[PROVIDED ENTRIES Boundary: Start]
PR #210, opened 2017-10-27
Fix parsing z-index from parent elems

jcredding:
This fixes parsing z-index values from parent elems. This was
noticed while testing a datepicker on a modal. The datepicker
wasn't properly parsing its parent modals z-index so its dropdown
was appearing behind the modal. This fixes the parent z-index
parsing by having it properly short-circuit the loop. Previously
we were using return which in javascript only returns out of the
loop and not out of the function as a whole. Now the function
checks if it has a non zero z-index value and if so it stops
parsing parent elems z-index values and returns the non-zero
parent z-index.

### DIFF
--- a/assets/js/romo/base.js
+++ b/assets/js/romo/base.js
@@ -239,15 +239,15 @@ Romo.prototype.parseZIndex = function(elem) {
   }
 
   // for the case where z-index is inherited from a parent elem
+  var pval = 0;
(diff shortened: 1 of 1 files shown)


kellyredding (approved):
@jcredding word 👎

kellyredding:
@jcredding also thanks for cleaning up my mess here.

PR #211, opened 2017-10-27
Fix `Romo.elems` working for tr, th, td, and other table related tags

jcredding:
This updates the `Romo.elems` logic to handle table related tags.
Previously, when passing HTML for a tr, th, td, and other table
related tags the `elems` helper would return an empty array. This
is because the trick of setting the HTML on the body of a new
document wouldn't actually add the HTML. The browsers won't allow
adding "invalid" HTML fragments and simply ignore the request. The
table related tags are invalid because they are not within a
`<table>` elem. This was noticed with the datepicker component
because they try to build a table for their calendars and build
the individual cells and rows before adding them all to the
table.

This fixes the issue by borrowing logic from jquery for properly
wrapping these HTML fragments within their correct tags. This
allows the content to be added and then read back out as we were
previously doing. The `elems` helper now tries to add the HTML
straight to the body and read it off and if it can't find any
HTML it then tries wrapping the content. If the helper can't find
a tag in the HTML string or if the tag isn't a known tag that
needs to be wrapped an empty array is returned because we know
adding the HTML to the body and reading it off already couldn't
find any HTML elements. If a tag can be found and we have an
entry for it in the wrap configuration then the wrap HTML is
used with the HTML string and written to the body. The helper
then descends through the wrap HTML elements to get to the HTML
string elements and returns them.

### DIFF
--- a/assets/js/romo/base.js
+++ b/assets/js/romo/base.js
@@ -270,7 +270,24 @@ Romo.prototype.elems = function(htmlString) {
   context.head.appendChild(base);
 
   context.body.innerHTML = htmlString;
-  return this.array(context.body.children);
+  if (context.body.children.length !== 0) {
+    return this.array(context.body.children);
+  } else {
+    var results = Romo._elemsTagNameRegEx.exec(htmlString);
+    if (!results){ return []; }
+
+    var tagName = results[1].toLowerCase();
+    var wrap    = Romo._elemsWrapMap[tagName];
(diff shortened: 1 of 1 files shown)


kellyredding (approved):
@jcredding yeah, this makes sense.  Nice writeup.  We discussed moving the private helpers down to the private helpers section of the base js.

Do that and I'm good here 👎

PR #212, opened 2017-10-27
Fixes and cleanups related to inlines

jcredding:
This is a set of fixes and cleanups related to inlines. These were
discovered while testing inlines and getting them working
correctly. This includes:

* Update `doBindDismiss` calls to use the new function name,
`_bindDismiss`. This also removes an extra call in the
constructor. The bind dismiss is already being called in the
`bindElem` which is called by the constructor.
* Support multiple dismiss elems. This updates the logic to look
for multiple dismiss elems and bind to their click events. This
also checks all of the dismiss elems to see if any of them are
configured with a confirm data attr or are disabled when handling
their click.

### DIFF
--- a/assets/js/romo/inline.js
+++ b/assets/js/romo/inline.js
@@ -4,7 +4,6 @@ var RomoInline = function(elem) {
   this.doInit();
   this._bindElem();
 
-  this.doBindDismiss();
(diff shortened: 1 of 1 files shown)


kellyredding (approved):
@jcredding we discussed doing this like the form js submit elems does its confirm logic (ie check disabled first).

Do that and I'm good here 👎

PR #213, opened 2017-10-27
Fixes and cleanups related to datepickers

jcredding:
This is a set of fixes and cleanups related to datepickers. These
were discovered while testing datepickers and getting them working
correctly. This includes:

* Update the `formatString` function to return its data attribute
value. This caused dates to not be displayed correctly in the
input.
* Fix removing a class from the highlight elem and update the
logic that checks if the elements exist to make sure they are
not `undefined`. This is more consistent with how we check if
an elem exists or not throughout romo.
* Switch to using `updateHtml` instead of `appendHtml` for the
next and prev elems. These are empty elems so update and append
are functionally the same. Using `updateHtml` matches the usage
of `updateText` if a icon class isn't specified.
* Fix a couple locations using the `setData` helper but still
specifying `data-` in the attr name. This would cause the attr
to be prefixed with `data-data-` and not work as intended.
* Update private function usage to match their new names with
leading underscores.

### DIFF
--- a/assets/js/romo/datepicker.js
+++ b/assets/js/romo/datepicker.js
@@ -17,7 +17,7 @@ var RomoDatepicker = function(elem) {
 }
 
 RomoDatepicker.prototype.formatString = function() {
-  Romo.data(this.elem, 'romo-datepicker-format') || this.defaultFormat;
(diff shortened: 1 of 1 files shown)


kellyredding (approved):
@jcredding good stuff here - thanks for cleaning up my private method name mess here 👎

PR #216, opened 2017-10-30
selects: update to handle zero options

kellyredding:
This updates the elem values logic to only fall back to selecting
the first option as the selected if there is at least one option.
This was erroring on selects with no options in their markup.

This also updates the refresh ui logic to only grab the inner text
of the selected option if their is an option elem selected.  This
was missed when we originally converted this logic from the jQuery
version.

@jcredding ready for review.


jcredding (approved):

PR #218, opened 2017-10-30
Remove `setTimeout` when auto init components, init first

jcredding:
This updates the `triggerInitUI` logic to no longer init
components in a `setTimeout`. This is to fix an issue with
components not initializing before javascript from `Romo.ready`.
Javascript in a `Romo.ready` function was running expecting
components were initialized and ready but they weren't. This is
because by using `setTimeout` all of the component init was
pushed on the reactor loop after any of the already added
`Romo.ready` functions. This removes the `setTimeout` call so
the components are initialized and available.


jcredding:
@kellyredding - Didn't see your hotfix, closing this.

PR #219, opened 2017-10-30
Fix spinner resetting HTML when stopped

jcredding:
This fixes spinners resetting their HTML when they are stopped.
They were previously using `updateHtml` but many times the
content they had replaced was simply the text of a button or an
nbsp. When this would happen `updateHtml` would error saying it
wasn't valid HTML. This avoids trying to detect if the content it
replaced is HTML and instead switches to writing `innerHTML` which
allows passing text, nbsp, or HTML.


kellyredding (approved):
@jcredding looks good :-1:

PR #220, opened 2017-10-30
Simplify `setTimeout` calls, don't create extra anonymous functions

jcredding:
This updates `setTimeout` calls in the dropdown and modal
components to not create unnecessary anonymous functions. This
is to try and be as performant as possible and avoid extra
function calls. This doesn't change any functionality.

### DIFF
--- a/assets/js/romo/dropdown.js
+++ b/assets/js/romo/dropdown.js
@@ -21,13 +21,9 @@ RomoDropdown.prototype.doInit = function() {
 
 RomoDropdown.prototype.doToggle = function() {
   if (this.popupOpen()) {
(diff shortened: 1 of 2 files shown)


kellyredding:
@jcredding this is good by me - why only modals and dropdowns - were these the only places we were creating extra anonymous functions like this?

Anyway, :-1:

kellyredding (approved):
@jcredding - oops should have "approved" this :-1:

jcredding:
@kellyredding - Yeah, I looked through all of the `setTimeout` calls and the only ones that could be simplified like this were in the modals and dropdowns.

PR #265, opened 2018-06-09
translation files update

bp0:
hardinfo.pot now has 908 strings (+57)
- [ ] de.po : (706 / 908 remain untranslated)
- [ ] es.po : (225 / 908 remain untranslated)
- [ ] fr.po : (689 / 908 remain untranslated)
- [ ] ru.po : (222 / 908 remain untranslated)


mckaygerhard:
wow, no i must update es.po and other must may also be updated

PR #268, opened 2018-06-21
add zh_CN.po

yetist:
Add Chinese translation.

- [ ] de.po : (706 / 908 remain untranslated)
- [ ] es.po : (225 / 908 remain untranslated)
- [ ] fr.po : (689 / 908 remain untranslated)
- [ ] ru.po : (222 / 908 remain untranslated)
- [ ] zh_CN.po : (211 / 908 remain untranslated)

### DIFF
--- a/po/zh_CN.po
+++ b/po/zh_CN.po
@@ -7,8 +7,8 @@ msgid ""
 msgstr ""
 "Project-Id-Version: hardinfo\n"
 "Report-Msgid-Bugs-To: \n"
-"POT-Creation-Date: 2018-06-21 17:21+0800\n"
-"PO-Revision-Date: 2018-06-21 16:53+0800\n"
+"POT-Creation-Date: 2018-06-22 16:35+0800\n"
+"PO-Revision-Date: 2018-06-22 16:23+0800\n"
 "Last-Translator: yetist <yetist@gmail.com>\n"
 "Language-Team: Chinese\n"
 "Language: zh_CN\n"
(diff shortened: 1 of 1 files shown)


po/zh_CN.po
```diff
@@ -0,0 +1,5066 @@
...
+
+#: hardinfo/dmi_util.c:144
+msgid "Subnotebook"
+msgstr ""
+
+#: hardinfo/dmi_util.c:145
+#, fuzzy
+msgid "Space-saving"
+msgstr ""
+"强制保持相应的纹理设置为单个的纹理，而不是为了节省空间而由更小的独立纹理组成"
```
lpereira: Is this correct?

po/zh_CN.po
```diff
@@ -0,0 +1,5066 @@
...
+
+#: hardinfo/dmi_util.c:130
+#, fuzzy
+msgid "Invalid chassis type (0)"
+msgstr "%s：无效的邮箱类型"
+
+#: hardinfo/dmi_util.c:131 hardinfo/dmi_util.c:132
+#, fuzzy
+msgid "Unknown chassis type"
+msgstr "unhook：未知钩子类型：%s"
```
lpereira: This doesn't look correct. Why is there a `%s`?

lpereira:
Thanks for the translation! I don't read Chinese, so I can't really review the text; however, some of them do not seem right after passing them through an online automatic translation tool.

mckaygerhard:
@lpereira for those laguajes that are 80% interpreted (pronunciation and intonation are important, which means that it depends on the context) a translation tool cannot detect the context or the intonation.. a light example are russian..

of course some cases has very good trasnlations like spanish in the google translate.. but not same for others.. so well, we must waith for someone that confirms or try to see what wil said @yetist about that

bp0:
There are several strings marked fuzzy, and several that have c-format or access keys that shouldn't. I'd guess that a tool was used, but at least they marked the inexact strings as fuzzy, which means all the non-fuzzy strings are probably acceptable translations.

mckaygerhard:
maybe due seems this file are from a ancient version of hardinfo..

yetist:
Now drop the fuzzy item, and update some item, please review, thank you.
- [ ] zh_CN.po : (527 / 908 remain untranslated)

mckaygerhard:
well @bp0 and @lpereira as i suspect was a translation of and older versino, now updated fuzzy lines gone but at least

yetist:
This is not the old version, because I ran the updatepo.sh script, regenerated the pot file, and translated it based on the new pot file.
As for fuzzy, I use poedit to learn many translation entries, so there will be fuzzy entries.

po/zh_CN.po
bp0: If this is true, it is hilarious.

lpereira:
Merged, thanks!

PR #278, opened 2018-09-08
dt gpu: find gpu in the device tree

bp0:
Will now look for any .../gpu and .../gpu@<address> instead of looking only at /soc/gpu.


lpereira:
Merged, thanks!

Issue #282, opened 2018-09-25
arm/x86: Better handling required where cpufreq information is not available


bp0:
When cpufreq (or cpuinfo clock) information is not available, there can be results like these observed on a RPi3B running Arch.

`Logical CPU Config: 4x 0.00 MHz`

and

```
Clocks 
- 0.00 MHz - 0.00 MHz: 4x
```
where the clock count is also wrong because relationships aren't available.

lpereira:
Closed by #283.

PR #283, opened 2018-09-26
arm/x86: clocks list empty when cpufreq is not available

bp0:
Fixes clock list for #282.


lpereira:
Merged, thanks! (Also, closed #282.)

PR #284, opened 2018-09-27
device tree: some operating-points-v2 properties

bp0:
Decode some properties from `operating-points-v2`, see https://www.kernel.org/doc/Documentation/devicetree/bindings/opp/opp.txt.


lpereira:
Merged, thanks!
[PROVIDED ENTRIES Boundary: End]
Among the records, find every line with the word "empty" and copy it.

related tags the `elems` helper would return an empty array. This
needs to be wrapped an empty array is returned because we know
next and prev elems. These are empty elems so update and append
arm/x86: clocks list empty when cpufreq is not available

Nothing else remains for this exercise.